Description
Not sure this is necessarily an issue with OpenBLAS vs users of OpenBLAS (numpy, pytorch).
I'm seeing slow python imports of pytorch; literally import pytorch
is taking multiple seconds on my system.
When I record the python interpreter with linux perf record
, perf report
shows most cycles are spent in blas_thread_server
via BOTH liblapack.so.3 and libcblas.so.3. i.e.
Overhead Command Shared Object Symbol
40.31% python liblapack.so.3 [.] blas_thread_server
36.85% python libcblas.so.3 [.] blas_thread_server
If I annotate either, it seems both are near reading the time stamp counter:
0.31 │3c:┌─→mov (%r15),%rax ▒
│ │ cmp $0x1,%rax ▒
│ │↓ ja b0 ▒
│ │ nop ▒
│ │ nop ▒
│ │ nop ▒
│ │ nop ▒
│ │ nop ▒
│ │ nop ▒
5.29 │ │ nop ▒
│ │ nop ▒
│ │ rdtsc ◆
91.82 │ │ sub %ecx,%eax ▒
│ │ cmp %eax,thread_timeout ▒
2.59 │ └──jae 3c
I'm guessing that's corresponding to code around here.

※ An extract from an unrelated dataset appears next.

PR #4599, opened 2024-05-16
Check integration test results

siddharthkp:
### Context

I'd like to fetch and report the result of `golden-jobs-results` on the PR as a CI check and comment.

numpy/numpy#24639 seems like someone else hit this, too, but...https://xkcd.com/979/.
How do I even go about debugging this further? Is it an issue in pytorch? numpy? openblas? PEBKAC?
Importing numpy alone doesn't seem problematic, though I suspect that it's part of the chain of dependencies here. Perhaps related to how pytorch is (mis)using numpy then???